START EXTRACTED ENTRIES

Issue #454, opened 2024-07-15
conda caching does not seem to be working for macos-13


bhaller:
Hi @petrelharp.  You can see that building on macos-13 is not working.  GitHub recently deactivated/removed macos-11; it's time to get macos-13 working (which it never has).  An example of the failure can be seen here:

https://github.com/MesserLab/SLiM/actions/runs/9931045744/job/27430479498

The problem is with conda; you can see the error:

`/Users/runner/.profile: line 22: conda: command not found`

(Just above that there is a "TODO", by you I think, that might also be relevant.)  This error is mystifying to me, though, because earlier in the log are the steps for "Cache conda and dependencies" and "Install conda".  The log says "Cache restored successfully", and it seems to think it succeeded.  So why can't it find conda later on?  And why does this problem only manifest on macos-13, not macos-12?

This kind of thing mystifies me.  Since you put the conda caching stuff in, and perhaps understand it, can you please fix this problem?  Thankyouthankyouthankyou.

bhaller:
Hey, for some reason I can assign issues to you now!  Woot!

bhaller:
If it makes the design/maintenance of this conda stuff simpler, I wonder: is it really worth using this cache mechanism?  A GitHub admin claimed, in a thread I was reading to try to orient myself on this problem, that installing conda takes ~20 seconds (miniconda, in particular, I guess; not sure whether that suffices for our purposes).  That is not huge; maybe if the caching is giving us difficulties it isn't worth it?  But I leave that up to you.  :->

bhaller:
This got fixed by @currocam in #457, closing.

PR #455, opened 2024-07-15
Use make test in CI

currocam:
As we agreed yesterday, here's a minimal PR using `make test` in the CI. I have also modified the Cmake file to also run the Eidos test suite from the Eidos executable (to match previous CI).

### DIFF
--- a/.github/workflows/tests.yml
+++ b/.github/workflows/tests.yml
@@ -123,9 +123,7 @@ jobs:
       - name: Test (Debug)
         run: |
           cd Debug
-          ./eidos -testEidos
-          ./slim -testEidos
-          ./slim -testSLiM
+          make test
 
       - name: Build (Release)
         run: |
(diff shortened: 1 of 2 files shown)


currocam:
I've done some work git GitHub Actions before, so I might give it a try!

> Perfect, thanks @currocam!
> 
> If you want another project (lol), as you can see the macos-13 CI is failing (and always has, when I have tried it before) because conda is not installed by GitHub Actions any more on macos CI builds, starting with macos-13 (see, e.g., [actions/runner-images#9262](https://github.com/actions/runner-images/issues/9262); you can find many discussions of this in Google, their decision to remove it broke a ton of builds). The weird thing is that our CI `.yaml` already has its own script to install conda, with a whole caching mechanism and such, so conda ought to be there even though GitHub Actions no longer installs it for us. But it isn't, apparently; I have no idea why, and debugging this kind of thing is very much not my forté. :-> If this sounds like something you can figure out, I'd appreciate the help! The issue is here: #454. But if not, no worries. Thank you very much for your help with this `make test` issue!

PR #7157, opened 2025-01-13
Switch from @import to @use

### LINKED ISSUE #7031: @import rule is now deprecated.  Migrate to @use and @forward

justinbhopper:
#### Fixes #7031

This PR re-introduces the changes from #7074 and includes fixes to issues mentioned in #7154.

In the original PR, some imports were missed for function calls in a few places. SASS compile did not complain because I guess it assumes they might be native CSS functions.

I have double-checked all function usage to make sure no other imports were missing, and I've compared the results of the docs-app locally to make sure the issues shown in #7154 are resolved.

cc: @ggdouglas 

#### Checklist

- [ ] Includes tests
- [ ] Update documentation


packages/core/src/common/_variables.scss
```diff
@@ -1,8 +1,8 @@
 // Copyright 2015 Palantir Technologies, Inc. All rights reserved.
 // Licensed under the Apache License, Version 2.0.
 
-@import "color-aliases";
-@import "mixins";
```
ggdouglas, line 5: It looks like updating `@import "mixins"` here causes the `border-shadow` mixin to not be available in certain component style files. Particularly, it causes the elevation shadows on [Cards](https://output.circle-artifacts.com/output/job/69b89d04-aab0-4e11-8db8-07fab4374a7d/artifacts/0/packages/docs-app/dist/index.html#core/components/card.elevation) and [wherever else](https://output.circle-artifacts.com/output/job/69b89d04-aab0-4e11-8db8-07fab4374a7d/artifacts/0/packages/docs-app/dist/index.html#datetime2/date-picker3) we use the elevation classes specifically to become malformed.

| Before | After    |
| ------  | ------  |
| before | after |

| Before | After    |
| ------  | ------  |
| before | after |

Screenshot 2025-01-27 at 11 42 33
```css
/* `border-shadow` mixin appears in compiled CSS */
.bp5-elevation-4 {
    box-shadow: border-shadow(.1), 0 4px 8px rgba(17, 20, 24, .2), 0 18px 46px 6px rgba(17, 20, 24, .2);
}
```

ggdouglas (changes requested):
Hey @justinbhopper, thanks for re-introducing this! After a more thorough review, it looks like we still need to address some stylistic changes to elevation styles. Otherwise, the remainder here looks good, and I can approve once we address fixing the elevation classes.

packages/core/src/common/_variables.scss
justinbhopper: @ggdouglas Great catch!  Somehow, I missed this function usage.  

In order to solve this, I had to remove the usage of `border-shadow` in `_variables.css`.  This is because we can't import a reference to `_mixins.scss` in this file without creating a circular dependency loop.  Since `border-shadow` is pretty straight forward, I figured it would be fine.

I _triple-checked_ all the other functions and I feel pretty confident this was the only thing I missed.  Famous last words? 🤣

ggdouglas: Yeah, I had also noticed the circular dependency between `_variables.css` and `_mixins.scss`. Substituting the mixin seems like a reasonable change to me. 👍

ggdouglas (approved):
Going to do one last visual regression pass here before merging, but generally this LGTM. Thanks for tackling this! 🙂

PR #7159, opened 2025-01-14
Ignore deprecated ReactDOM methods in Context Menu singleton

ggdouglas:
Cherry-picked from **React 18 Upgrade feature branch** https://github.com/palantir/blueprint/pull/7142

Part of #7165

Preemptively ignores linter errors in anticipation of internal React 18 upgrade. See above issue for more detail.

### DIFF
--- a/packages/core/src/components/context-menu/contextMenuSingleton.tsx
+++ b/packages/core/src/components/context-menu/contextMenuSingleton.tsx
@@ -50,7 +50,9 @@ export function showContextMenu(
 ) {
     const {
         container = document.body,
+        // eslint-disable-next-line deprecation/deprecation
         domRenderer = ReactDOM.render,
+        // eslint-disable-next-line deprecation/deprecation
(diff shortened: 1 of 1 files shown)


jscheiny (dismissed):

packages/core/src/components/context-menu/contextMenuSingleton.tsx
```diff
@@ -50,7 +50,9 @@ export function showContextMenu(
 ) {
     const {
         container = document.body,
+        // eslint-disable-next-line deprecation/deprecation
```
jscheiny, line 54: Can we add some sort of react 18 note to these comments so that we can easily track these down later?

ggdouglas: Yep! Added here eb3f5e367b647d93dedf4ae448c11d88bf6b1167

jscheiny (approved):

PR #7161, opened 2025-01-14
Fix additional types for React 18

ggdouglas:
Cherry-picked from **React 18 Upgrade feature branch** https://github.com/palantir/blueprint/pull/7142

Fixes some additional remaining type compile breaks in anticipation of internal React 18 upgrade.

### DIFF
--- a/packages/core/test/overflow-list/overflowListTests.tsx
+++ b/packages/core/test/overflow-list/overflowListTests.tsx
@@ -238,6 +238,8 @@ describe("<OverflowList>", function (this) {
 
         /** Assert ordered IDs of overflow items. */
         wrapper.assertOverflowItems = (...ids: number[]) => {
+            // enzyme's wrapper.find returns `any` type here, so we need to cast to the correct type
+            // see: https://github.com/palantir/blueprint/pull/7161/files#r1915372750
             const overflowItems: TestItemProps[] = wrapper.find(TestOverflow).prop("items");
             assert.sameMembers(
                 overflowItems.map(it => it.id),
--- a/packages/core/test/overflow-list/overflowListTests.tsx
+++ b/packages/core/test/overflow-list/overflowListTests.tsx
@@ -238,7 +238,7 @@ describe("<OverflowList>", function (this) {
 
         /** Assert ordered IDs of overflow items. */
         wrapper.assertOverflowItems = (...ids: number[]) => {
-            const overflowItems = wrapper.find(TestOverflow).prop("items");
+            const overflowItems: TestItemProps[] = wrapper.find(TestOverflow).prop("items");
             assert.sameMembers(
                 overflowItems.map(it => it.id),
                 ids,
--- a/packages/core/test/utils.ts
+++ b/packages/core/test/utils.ts
@@ -16,7 +16,7 @@
 
 import { ReactWrapper } from "enzyme";
 
-import { Portal } from "../src";
+import { Portal, type PortalProps } from "../src";
 
 export function findInPortal<P>(overlay: ReactWrapper<P>, selector: string) {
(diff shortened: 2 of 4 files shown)


packages/core/test/overflow-list/overflowListTests.tsx
```diff
@@ -238,7 +238,7 @@ describe("<OverflowList>", function (this) {
 
         /** Assert ordered IDs of overflow items. */
         wrapper.assertOverflowItems = (...ids: number[]) => {
-            const overflowItems = wrapper.find(TestOverflow).prop("items");
+            const overflowItems: TestItemProps[] = wrapper.find(TestOverflow).prop("items");
```
jscheiny, line 243: Out of curiosity, what is the default type here?

packages/core/test/utils.ts
```diff
@@ -27,7 +27,9 @@ export function findInPortal<P>(overlay: ReactWrapper<P>, selector: string) {
 
     // React 15: unstable_renderSubtree does not preserve tree so we must create new wrapper.
     const portal = overlay.find(Portal).instance();
-    const portalChildren = new ReactWrapper(portal.props.children as React.JSX.Element[]);
+    const portalChildren = new ReactWrapper(
+        (portal as React.Component<PortalProps>).props.children as React.JSX.Element[],
```
jscheiny: If we're typing `portal` do we still need the cast for `children`?

packages/core/test/overflow-list/overflowListTests.tsx
ggdouglas: On `develop`, the default type is inferred as `TestItemProps[]` (as the code would lead you to expect).

However, in the React 18 upgrade branch, the type for `overflowItems` evaluates to `any`. I'm assuming this is an issue with the React 18 enzyme wrapper that we're using to support React 18 in these tests.

Screenshot 2025-01-14 at 14 39 49@2x

Screenshot 2025-01-14 at 14 40 10@2x

I'll add an inline code comment to reference this one.

packages/core/test/utils.ts
ggdouglas: In this specific case, yes. Again, I think there is something odd going on with the types from the enzyme wrapper (or perhaps I'm limited in my own understanding)

Breaking this down:

1.  `overlay.find(Portal).instance()` returns `React. Component<{}, {}, any>`

Screenshot 2025-01-14 at 14 59 32@2x

2. Since `portal.props` is of type `Readonly<{}>`, we get this error when trying to access `children`:

Screenshot 2025-01-14 at 15 03 30@2x

3. Even when we cast portal to `React.Component<PortalProps>`, `ReactWrapper` still expects to be passed a `nodes` argument of type `JSX.Element | JSX.Element[]`, which doesn't appear to be sympatico with the `ReactNode` type of `children`.

Screenshot 2025-01-14 at 15 06 00@2x

---

Perhaps we could keep the `React.Component<PortalProps>` cast and wrap children in a fragment to satisfy both the linter and enzyme?
```tsx
const portal = overlay.find(Portal).instance() as React.Component<PortalProps>;
const portalChildren = new ReactWrapper(<>{portal.props.children}</>);
```

packages/core/test/overflow-list/overflowListTests.tsx
ggdouglas: 46d1e0d69a7e11094514b19a3753f55ddbec3178

packages/core/test/utils.ts
ggdouglas: 76161cab24d8d4841b095728610d3e8b0d9ccbd3

jscheiny (approved):

PR #7164, opened 2025-01-14
chore: Remove remaining tslint references

jscheiny:
This removes remaining tslint references with the exception of not removing the `tslint-config` package. We will do that when we major version bump


ggdouglas (approved):
Nice! 👍

PR #7177, opened 2025-01-16
Update return types for Icon and SVGIconContainer

ggdouglas:

#### Proposed changes:

Modifies the return type of Icon and SVGIconContainer for compatibility with React 16/17/18.

### DIFF
--- a/packages/core/src/components/icon/icon.tsx
+++ b/packages/core/src/components/icon/icon.tsx
@@ -101,6 +101,11 @@ export interface DefaultIconProps extends IntentProps, Props, DefaultSVGIconProp
  * @see https://stackoverflow.com/a/73795494/7406866
  */
 export interface IconComponent extends React.FC<IconProps<Element>> {
+    /**
+     * ReturnType here preserves type compatability with React 16 while we migrate to React 18.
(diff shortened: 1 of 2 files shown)


packages/core/src/components/icon/icon.tsx
```diff
@@ -101,7 +101,7 @@ export interface DefaultIconProps extends IntentProps, Props, DefaultSVGIconProp
  * @see https://stackoverflow.com/a/73795494/7406866
  */
 export interface IconComponent extends React.FC<IconProps<Element>> {
-    <T extends Element = Element>(props: IconProps<T>): React.ReactElement | null;
+    <T extends Element = Element>(props: IconProps<T>): ReturnType<React.FC<IconProps<Element>>> | null;
```
gluxon, line 109: Might be worth a comment that this is written in a certain way to guarantee React 16 + 18 compatability!

gluxon (dismissed):

packages/core/src/components/icon/icon.tsx
ggdouglas: Done! bf41f431b07d31f469b88d0a2933097ff124dabd

Issue #6289, opened 2023-07-19
Refactor simple class components into functions


adidahiya:
#### Environment

- __Package version(s)__: @blueprintjs/core v5.x

#### Feature request

Request to refactor simple class components into functions, which would allow:

- Forwarding refs via the `ref` prop
- Spreading DOM attributes like `data-*` - https://github.com/palantir/blueprint/issues/3763
- Rendering as server components - https://github.com/palantir/blueprint/issues/6263#issuecomment-1746745749

As of @blueprintjs/core v5.1.x, these include:

- [x] Alert | https://github.com/palantir/blueprint/pull/7184
- [x] Breadcrumbs | https://github.com/palantir/blueprint/pull/7236
- [x] Callout | https://github.com/palantir/blueprint/pull/6800
- [x] Collapse | https://github.com/palantir/blueprint/pull/7437
- [x] Dialog | https://github.com/palantir/blueprint/pull/7438
- [x] DialogBody | https://github.com/palantir/blueprint/pull/7180
- [x] DialogFooter | https://github.com/palantir/blueprint/pull/7180
- [x] Divider | https://github.com/palantir/blueprint/pull/6814
- [ ] Drawer | https://github.com/palantir/blueprint/pull/6815
- [x] FileInput | https://github.com/palantir/blueprint/pull/6818
- [x] FormGroup | https://github.com/palantir/blueprint/pull/7185
- [ ] InputGroup | https://github.com/palantir/blueprint/pull/6819
- [x] KeyComboTag | https://github.com/palantir/blueprint/pull/7237
- [x] Menu | https://github.com/palantir/blueprint/pull/6827
- [x] MenuDivider | https://github.com/palantir/blueprint/pull/6826
- [x] Navbar | https://github.com/palantir/blueprint/pull/7183
- [x] NavbarDivider | https://github.com/palantir/blueprint/pull/7183
- [x] NavbarGroup | https://github.com/palantir/blueprint/pull/6830
- [x] NonIdealState | https://github.com/palantir/blueprint/pull/7235
- [x] ProgressBar | https://github.com/palantir/blueprint/pull/7182
- [x] RadioGroup | https://github.com/palantir/blueprint/pull/7186
- [x] Spinner | https://github.com/palantir/blueprint/pull/7181
- [ ] TextArea | https://github.com/palantir/blueprint/pull/6838

This would be a ⚠️ breaking change ⚠️

mm-wang:
- [ ] datetime package

Issue #7179, opened 2025-01-17
Infinite re-rendering of popover


jandrew44:
#### Environment

- __Package version(s)__:
@blueprintjs/core: 5.16.4
- __Operating System__: 
Windows 10 Home Edition
- __Browser name and version__:
Google Chrome 131.0.6778.266

#### Code Sandbox

Can be reproduced on the Blueprint docs page:
https://blueprintjs.com/docs/#core/components/popover

#### Steps to reproduce

1. Open the link mentioned above
2. Select "Hover" interaction kind
3. Reduce browser window width so that "Po" is the only visible part of the button "Popover target"
4. Move mouse cursor to the visible part of the button

https://github.com/user-attachments/assets/83f639bf-3551-4e79-a34a-8dd7293969bb

#### Actual behavior

Popover rendering loop.
Also in development environment I am getting a couple of runtime errors:

![Image](https://github.com/user-attachments/assets/776238b2-8bab-42d8-a9ff-1bc450134dbd)

#### Expected behavior

Single render of popover.

#### Possible solution

Set position: "left" for the popover.

rafaellichen:
this isn't reproducible in v6

PR #7181, opened 2025-01-17
chore: Refactor Spinner from a class-based to functional component

ggdouglas:
Part of #6289

#### Changes:

Refactors `Spinner` from a class-based to functional component. All functionality should remain preserved.

**Example:** [Before](https://blueprintjs.com/docs/#core/components/spinner) / [After](https://output.circle-artifacts.com/output/job/3b3263af-6c0c-45b5-bdd0-77eb0b146340/artifacts/0/packages/docs-app/dist/index.html#core/components/spinner)

### DIFF
--- a/packages/core/src/components/spinner/spinner.tsx
+++ b/packages/core/src/components/spinner/spinner.tsx
@@ -85,21 +85,7 @@ export const Spinner: React.FC<SpinnerProps> = props => {
         }
     }, [className, size]);
 
-    /**
-     * Resolve size to a pixel value.
-     * Size can be set by className, props, default, or minimum constant.
-     */
-    const sizePx = React.useMemo(() => {
-        if (size == null) {
-            if (className.indexOf(Classes.SMALL) >= 0) {
-                return SpinnerSize.SMALL;
-            } else if (className.indexOf(Classes.LARGE) >= 0) {
-                return SpinnerSize.LARGE;
-            }
-            return SpinnerSize.STANDARD;
-        }
-        return Math.max(MIN_SIZE, size);
-    }, [className, size]);
+    const sizePx = getSize(size, className);
 
     // keep spinner track width consistent at all sizes (down to about 10px).
     const strokeWidth = Math.min(MIN_STROKE_WIDTH, (STROKE_WIDTH * SpinnerSize.LARGE) / sizePx);
@@ -152,3 +138,19 @@ export const Spinner: React.FC<SpinnerProps> = props => {
 };
 
 Spinner.displayName = `${DISPLAYNAME_PREFIX}.Spinner`;
+
+/**
+ * Resolve size to a pixel value.
+ * Size can be set by className, props, default, or minimum constant.
+ */
+const getSize = (size: number | undefined, className: string): number => {
+    if (size == null) {
+        if (className.indexOf(Classes.SMALL) >= 0) {
+            return SpinnerSize.SMALL;
+        } else if (className.indexOf(Classes.LARGE) >= 0) {
+            return SpinnerSize.LARGE;
+        }
+        return SpinnerSize.STANDARD;
+    }
+    return Math.max(MIN_SIZE, size);
+};
--- a/packages/core/src/components/spinner/spinner.tsx
+++ b/packages/core/src/components/spinner/spinner.tsx
@@ -1,5 +1,5 @@
 /*
- * Copyright 2015 Palantir Technologies, Inc. All rights reserved.
+ * Copyright 2025 Palantir Technologies, Inc. All rights reserved.
  *
  * Licensed under the Apache License, Version 2.0 (the "License");
  * you may not use this file except in compliance with the License.
@@ -17,7 +17,7 @@
 import classNames from "classnames";
 import * as React from "react";
 
-import { AbstractPureComponent, Classes } from "../../common";
+import { Classes } from "../../common";
 import { SPINNER_WARN_CLASSES_SIZE } from "../../common/errors";
 import { DISPLAYNAME_PREFIX, type IntentProps, type Props } from "../../common/props";
 import { clamp } from "../../common/utils";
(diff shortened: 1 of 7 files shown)


packages/core/src/components/spinner/spinner.tsx
```diff
@@ -159,13 +99,56 @@ export class Spinner extends AbstractPureComponent<SpinnerProps> {
...
+
+    const classes = classNames(
+        Classes.SPINNER,
+        Classes.intentClass(intent),
+        { [Classes.SPINNER_NO_SPIN]: value != null },
+        className,
+    );
+
+    // multiple DOM elements around SVG are necessary to properly isolate animation:
+    // - SVG elements in IE do not support anim/trans so they must be set on a parent HTML element.
```
ggdouglas, line 105: > // - SVG elements in IE do not support anim/trans so they must be set on a parent HTML element.

Not sure if this comment is still relevant since we haven't supported IE11 for a while now. We could potentially remove this nesting complexity in a separate body of work. Regardless, I have tested these changes to Spinner in Edge.

packages/core/src/components/spinner/spinner.tsx
```diff
@@ -76,81 +76,21 @@ export interface SpinnerProps<T extends HTMLElement = HTMLElement> extends Props
...
-    }
+    }, [className, size]);
 
     /**
      * Resolve size to a pixel value.
      * Size can be set by className, props, default, or minimum constant.
      */
-    private getSize() {
-        const { className = "", size } = this.props;
+    const sizePx = React.useMemo(() => {
```
jscheiny: This component isn't memoized and this doesn't look expensive, I think we should remove the `useMemo` here and either extract this as a function below the component or make this an IIFE

packages/core/src/components/spinner/spinner.tsx
```diff
@@ -159,13 +99,56 @@ export class Spinner extends AbstractPureComponent<SpinnerProps> {
...
-    }
+    }, [className, size]);
+
+    // keep spinner track width consistent at all sizes (down to about 10px).
+    const strokeWidth = Math.min(MIN_STROKE_WIDTH, (STROKE_WIDTH * SpinnerSize.LARGE) / sizePx);
+    const strokeOffset = PATH_LENGTH - PATH_LENGTH * (value == null ? 0.25 : clamp(value, 0, 1));
 
     /** Compute viewbox such that stroked track sits exactly at edge of image frame. */
-    private getViewBox(strokeWidth: number) {
+    const viewBox = React.useMemo(() => {
```
jscheiny: Same note about `useMemo` here

packages/core/src/components/spinner/spinner.tsx
```diff
@@ -76,81 +76,21 @@ export interface SpinnerProps<T extends HTMLElement = HTMLElement> extends Props
...
-                        strokeDasharray={`${PATH_LENGTH} ${PATH_LENGTH}`}
-                        strokeDashoffset={strokeOffset}
-                    />
-                </svg>,
-            ),
-        );
-    }
-
-    protected validateProps({ className = "", size }: SpinnerProps) {
+    React.useEffect(() => {
```
jscheiny: This was happening in `validateProps` before which is only called if the node env is not production: https://github.com/palantir/blueprint/blob/f374289ad883ff00f71b84cc77180183f0166a5e/packages/core/src/common/abstractComponent.ts#L53-L55

We should make sure we're not doing this check in production. Maybe we can add a `useValidateProps` hooks that only calls the callback if the env is not production?

ggdouglas: Good catch! Will add this 👍

packages/core/src/components/spinner/spinner.tsx
ggdouglas: d04cc1da26e00cd49f4b23e72df64dadc94eb7df

packages/core/src/components/spinner/spinner.tsx
ggdouglas: ef212d93b9f492ac2c0d48ffb7217c801eaf145a

packages/core/src/components/spinner/spinner.tsx
ggdouglas: Extracted to a hook here: b36f43a819e965447d596173bbbeb0cca2686f6b

packages/demo-app/src/examples/Examples.tsx
```diff
@@ -80,6 +81,7 @@ const ExamplesContainer: React.FC<{ isDark?: boolean }> = ({ isDark = false }) =
             <NonIdealStateExample />
             <PopoverExample />
             <SliderExample />
+            <SpinnerExample />
```
ggdouglas, line 84: I noticed that we didn't have demo examples for Spinner, and I wanted to test the validation warnings locally, so I added some examples.

packages/demo-app/src/examples/TooltipExample.tsx
```diff
@@ -31,7 +31,6 @@ export const TooltipExample = React.memo(() => {
                         Always open tooltip
                     </span>
                 }
-                isOpen={true}
```
ggdouglas, line 34: Discovered this while running demo-app. This appears to be crashing things. possibly related to #7179?

CleanShot 2025-01-17 at 16 23 16@2x

packages/core/test/hooks/useValidatePropsTests.tsx
```diff
@@ -0,0 +1,47 @@
...
+        return null;
+    };
+
+    it("calls validator in development environment", () => {
+        render(<TestComponent />);
+        expect(validatorSpy.called).to.be.true;
+    });
+
+    it.skip("does not call validator in production environment", () => {
+        // TODO: figure out how to test this
```
ggdouglas, line 30: FWIW, I tried mocking out `process.env.NODE_ENV` to `"production"` in these tests, but ran into trouble with karma/webpack. I'm open to writing this test if there is an easy/standard way of doing this, but I'm not going to spend too much time worrying about it at the moment.

Setting `process.env.NODE_ENV = "production";` (or to any value) causes tests to emit the following error:
```
"SyntaxError: Invalid left-hand side in assignment"
```

I tried wrapping with a test helper to no avail:
```ts
export function withProductionEnvironment(testFn: () => void) {
    const originalNodeEnv = process.env.NODE_ENV;
    Object.defineProperty(process, 'env', {
        value: { ...process.env, NODE_ENV: 'production' }
    });
    testFn();
    Object.defineProperty(process, 'env', {
        value: { ...process.env, NODE_ENV: originalNodeEnv }
    });
}
```

jscheiny (approved):

Issue #3763, opened 2019-10-01
Spread data-* attributes onto elements


roryg11:
#### Feature request

Currently not all blueprint components propagate their data attributes to the rendered element and it would be great if they would, but for now we'd like to request data-* attributes on the Tab component.

We will can make more feature requests on other elements as we discover which ones are important. 😄

rootulp:
+1 in order to query Blueprint elements via [`getByTestId`](https://testing-library.com/docs/dom-testing-library/api-queries#bytestid) which uses the attribute `data-testid`.

eastside:
+1 for this

It would be really nice to get this out. It's extremely helpful for integration tests to be able to store/access data-* attributes. Without it, I'm stuck with rather ugly hacks, like folding data into classes.

adidahiya:
This was fixed for the Tab component in https://github.com/palantir/blueprint/pull/3766.

If there are other components where you need this feature, please list those out here.

eastside:
I believe the Select<> component needs it as well.

adidahiya:
I'd be open to a PR for this feature in `<Select>`, but it's not as simple as `<Tab>` because it's a more complicated component.

Can you show me an example of what you're doing in your test code? I'm potentially concerned that simply creating an easy selector for the wrapper element of a Select will not be sufficient for tests, and that you may end up reaching into the internals of the component, at which point you might as well use the exported class names:

```ts
import { Classes } from "@blueprintjs/select";
```

petejkim:
@adidahiya Please make it possible for `<Alert>` to have a `data-testid` as well, and it would be even better if we can assign `data-testid` for the cancel and confirm button in the `<Alert>` dialog.

luigilake:
@adidahiya I agree with @petejkim . Could it possible to send in a `data-h` (`dataH`) into `<Alert>` specifically for the `Cancel` and `Confirm/[CUSTOM TEXT]` buttons? Thank you!

adidahiya:
Btw we fixed this for Spinner in https://github.com/palantir/blueprint/pull/5321

bossa-jpg:
Please make it possible for `<TimePicker>` and `<NonIdealState>` components as well.

ghost:
It would be nice to include it for `<MultiSelect2>` aswell.

adidahiya:
> Please make it possible for `<TimePicker>` and `<NonIdealState>` components as well.

[...]

PR #7182, opened 2025-01-17
chore: Refactor ProgressBar from a class to functional component

ggdouglas:
Part of #6289

#### Changes:

Refactors `ProgressBar` from a class-based to functional component. All functionality should remain preserved.

Also allows `htmlProps` to be spread to component to allow passing of `data-*` props. (see #3763)

**Example:** [Before](https://blueprintjs.com/docs/#core/components/progress-bar) / [After](https://output.circle-artifacts.com/output/job/565af5a7-8830-4196-b9db-1b43dc45c20b/artifacts/0/packages/docs-app/dist/index.html#core/components/progress-bar)

### DIFF
--- a/packages/core/src/components/progress-bar/progressBar.tsx
+++ b/packages/core/src/components/progress-bar/progressBar.tsx
@@ -17,11 +17,11 @@
 import classNames from "classnames";
 import * as React from "react";
 
-import { AbstractPureComponent, Classes } from "../../common";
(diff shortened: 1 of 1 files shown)


jscheiny (approved):

p--b:
FYI as an added bonus, this also makes it possible for the progressbar to pass the `aria-progressbar-name` rule, which afaict was not easily possible before.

END EXTRACTED ENTRIES

**EXERCISE PROMPT:** Identify the lines above that contain the word "functional", then copy them.

**EXERCISE RESPONSE:**
chore: Refactor Spinner from a class-based to functional component
Refactors `Spinner` from a class-based to functional component. All functionality should remain preserved.
chore: Refactor ProgressBar from a class to functional component
Refactors `ProgressBar` from a class-based to functional component. All functionality should remain preserved.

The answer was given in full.